What are Picasso's connections to the city?

Pablo Picasso's untitled sculpture of 1967, often regarded as Picasso's Chicago, was the artist's first monumental sculpture in the United States. Though he never set foot in the city of Chicago, it is speculated that Chicago held a special place in Picasso's heart because The Art Institute of Chicago was the first museum in the United States to show his work. Though his sculpture was commissioned in 1963, Picasso refused payment and gave his sculpture to the city of Chicago as a gift.


The sculpture was originally commissioned by the architects of the Richard J. Daley Center in 1963 through the architecture firm of Skidmore, Owings & Merrill (though the artist would refuse payment, insisting that his sculpture be a gift to the city). Picasso created a maquette of the sculpture in 1956, and approved a final model by 1966. Picasso never visited the city of Chicago. The sculpture was fabricated by the American Bridge Company of the United States Steel Corporation in Gary Indiana. The sculpture was jarring at the time of its unveil in 1967, mainly due to the fact that most of Chicago's sculptures were representational pieces depicting historical figures at the time of its conception. The Picasso was cubist in appearance, abstract to the point where no clear understanding of subject matter could be easily determined. The avant-garde work challenged viewers to open their minds and can be credited to opening opportunities for more exciting art pieces to erect in Chicago in the decades since. Today, the Chicago Picasso is a beloved landmark of the city and a popular meeting spot for Chicagoans in front of Daley Plaza.




Commemorating A Masterpiece

On Tuesday, August 8th Chicago marked the sculpture's 50th anniversary by re-staging the unveiling of the Chicago Picasso on Daley Plaza in 1967. Mark Kelley, the Commissioner of DCASE (Department of Cultural Affairs and Special Events) opened the ceremony with some comments on the iconic 1976 Chicago Picasso. His statement shed light on Chicago's world-class public art collection largely marked by the arrival of Chicago's famed Picasso sculpture. August of 1976 was a seminal moment in our city's history for re-imaging our public spaces. The Chicago Picasso inspired the city and started a public art renaissance that laid the foundation for Millennium Park and all of its interactive public art pieces that reshape our urban environment. Interest and support of public art was made possible today by Picasso's contribution in 1967.

The Chicago re-dedication ceremony included youth performances by the After School Matters Orchestra and Chicago's Children's Choir. The Chicago's Children's Choir had also performed 50 years ago during the original dedication in 1967. A re-dedication was given in the form of poem by writer, performer and educator Avery R. Young.

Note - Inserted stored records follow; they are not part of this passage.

PR #248, opened 2021-07-16
Fix issue 247: AttributeError in xy_1d.py

### LINKED ISSUE #247: xy_1d error: 'list' object has no attribute 'size'
Using a results channel with error bars I get the following backtrace generated by the applet

```
print:  File "/miniconda/envs/devenv/lib/python3.8/site-packages/ndscan/plots/xy_1d.py", line 201, in _update_points
print:    s.update(x_data, points)
print:  File "/miniconda/envs/devenv/lib/python3.8/site-packages/ndscan/plots/xy_1d.py", line 76, in update
print:    self.view_box.addItem(self.error_bar_item)
print:  File "/miniconda/envs/devenv/lib/python3.8/site-packages/pyqtgraph/graphicsItems/ViewBox/ViewBox.py", line 409, in addItem
print:    self.updateAutoRange()
print:  File "/miniconda/envs/devenv/lib/python3.8/site-packages/pyqtgraph/graphicsItems/ViewBox/ViewBox.py", line 890, in updateAutoRange
print:    childRange = self.childrenBounds(frac=fractionVisible)
print:  File "/miniconda/envs/devenv/lib/python3.8/site-packages/pyqtgraph/graphicsItems/ViewBox/ViewBox.py", line 1402, in childrenBounds
print:    bounds = self.mapFromItemToView(item, item.boundingRect()).boundingRect()
print:  File "/miniconda/envs/devenv/lib/python3.8/site-packages/pyqtgraph/graphicsItems/ErrorBarItem.py", line 156, in boundingRect
print:    self.drawPath()
print:  File "/miniconda/envs/devenv/lib/python3.8/site-packages/pyqtgraph/graphicsItems/ErrorBarItem.py", line 86, in drawPath
print:    xs = fn.interweaveArrays(x, x)
print:  File "/miniconda/envs/devenv/lib/python3.8/site-packages/pyqtgraph/functions.py", line 694, in interweaveArrays
print:    size = sum(x.size for x in args)
print:  File "/miniconda/envs/devenv/lib/python3.8/site-packages/pyqtgraph/functions.py", line 694, in <genexpr>
print:    size = sum(x.size for x in args)
print:AttributeError: 'list' object has no attribute 'size'
```

I have done a small amount of digging. It looks like the pyqtgraph `setData` method explicitly requires a np array (https://github.com/pyqtgraph/pyqtgraph/blob/b9e079b10cc95ec7344c2da95b5ac6827fb02cc5/pyqtgraph/graphicsItems/ErrorBarItem.py#L37) , but some debug prints tell me we're passing in a list. 

There is an alternative dead (?) codepath here https://github.com/OxfordIonTrapGroup/ndscan/blob/9d46a98df2abafa61640b6d8085a59491b240441/ndscan/plots/xy_1d.py#L47 that converts the x / y data into an array. Doing the same for the other codepath seems to resolve this issue.

Having talked to @dnadlinger it sounds like the x / y data ndscan uses will indeed be lists. So, by not casting to arrays we are violating the contract with pyqtgraph. Best guess is that this only ever worked by accident and some modification to pyqtgraph caused it to break (I don't feel like bisecting, so haven't confirmed...)

After discussion with @dnadlinger we've agree that we should fix this by casting x / y data to arrays for both code paths.

lochsh:
PyQtGraph's ErrorBarItem's setData method requires numpy arrays, but
ndscan was passing in lists, causing an AttributeError when the size
method was called.

Looking at PyQtGraph's history, the documentation has specified this since the `setData` method was added https://github.com/pyqtgraph/pyqtgraph/blob/8b0a866ad9a0a4807c4836c577ce65ecac5fd283/pyqtgraph/graphicsItems/ErrorBarItem.py. 

Potentially no numpy array-specific methods were being called until some other change in PyQtGraph, hence this problem occurring now.

Flake8 and YAPF checked. I would have added an automated test but there weren't any for this plotting code. I verified the fix by being able to plot data with error bars that previously caused the described AttributeError to be raised
image
Do let me know if there's any more testing I can do.

Closes #247

### DIFF
--- a/ndscan/plots/xy_1d.py
+++ b/ndscan/plots/xy_1d.py
@@ -31,8 +31,9 @@ class _XYSeries(QtCore.QObject):
 
     def update(self, x_data, data):
         def channel(name):
-            return data.get("channel_" + name, [])
+            return np.array(data.get("channel_" + name, []))
 
+        x_data = np.array(x_data)
         y_data = channel(self.data_name)
         num_to_show = min(len(x_data), len(y_data))
 
@@ -44,16 +45,13 @@ class _XYSeries(QtCore.QObject):
             return
 
         if self.plot_left_to_right:
-            x_data = np.array(x_data)
             order = np.argsort(x_data[:num_to_show])
 
-            y_data = np.array(y_data)
             self.data_item.setData(x_data[order], y_data[order])
             if self.num_current_points == 0:
                 self.view_box.addItem(self.data_item)
 
             if self.error_bar_item:
-                y_err = np.array(y_err)
                 self.error_bar_item.setData(x=x_data[order],
                                             y=y_data[order],
                                             height=y_err[order])
@@ -67,7 +65,7 @@ class _XYSeries(QtCore.QObject):
             if self.error_bar_item:
                 self.error_bar_item.setData(x=x_data[:num_to_show],
                                             y=y_data[:num_to_show],
-                                            height=(2 * np.array(y_err[:num_to_show])))
+                                            height=(2 * y_err[:num_to_show]))
                 if self.num_current_points == 0:
                     self.view_box.addItem(self.error_bar_item)
 


dnadlinger:
Many thanks for the nice PR!

> Flake8 and YAPF checked. I would have added an automated test but there weren't any for this plotting code.

Yep, the lack of coverage for all the UI code isn't great – I must admit that this is in large part because I couldn't be bothered to figure out how to best integrate this with the CI tests that all run on a headless system.

lochsh:
No problem! It takes a lot more care to have automated tests for such code, and sometimes it isn't worth it! I certainly didn't point it out disapprovingly, just to make sure I hadn't missed any relevant tests :) 

Thanks again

The symbolic unveiling of the Chicago Picasso was designed and led by Chicago artist Edra Soto. Soto designed a fan to be raised above each crowd participant's face. The crowd was asked to veil their eyes with this fan and reflect on a city without public art, then removed the fan to see the sculptural monument that ingrained public art as part of Chicago's history. A jazz trio led by Orbert Davis closed the ceremony with an ensemble titled Pablo's Perspective

If you missed the re-dedication on the 8th, fear not, for there are more Public Picasso events scheduled to take place throughout the week at the Chicago Cultural Center and Harold Washington Library center.

More Public Picasso Events!

50 Years Later: Reflections on Chicago's Picasso

August 15, 2017, 12:15pm

Chicago Cultural Center, 78 E. Washington St.

Cultural historian Paul Durica will moderate a conversation among Chicago artists, YouMedia teens and representatives from the Studs Terkel Radio Archive in a discussion examining the impact of this iconic artwork on the public art landscape since its dedication on August 15, 1967.


The Chicago Picasso: A Point of Departure

August 15, 2017, 6pm

Harold Washington Library, 400 S. State St.

Art historian Patricia Balton Stratton, along with an esteemed group of panelists will discuss her new book The Chicago Picasso: A Point of Departure.


Film: Public Art Film Series

August 15, 2017, 6:30pm

Chicago Cultural Center, 78 E. Washington St.

As part of the Public Art Film Series, the Chicago Cultural Center will screen films related to the Picasso's 1967 dedication.




Learn more about this iconic sculpture by hitting up these free events on Tuesday, August 15th!




Cover Image Credit: The "Chicago Picasso"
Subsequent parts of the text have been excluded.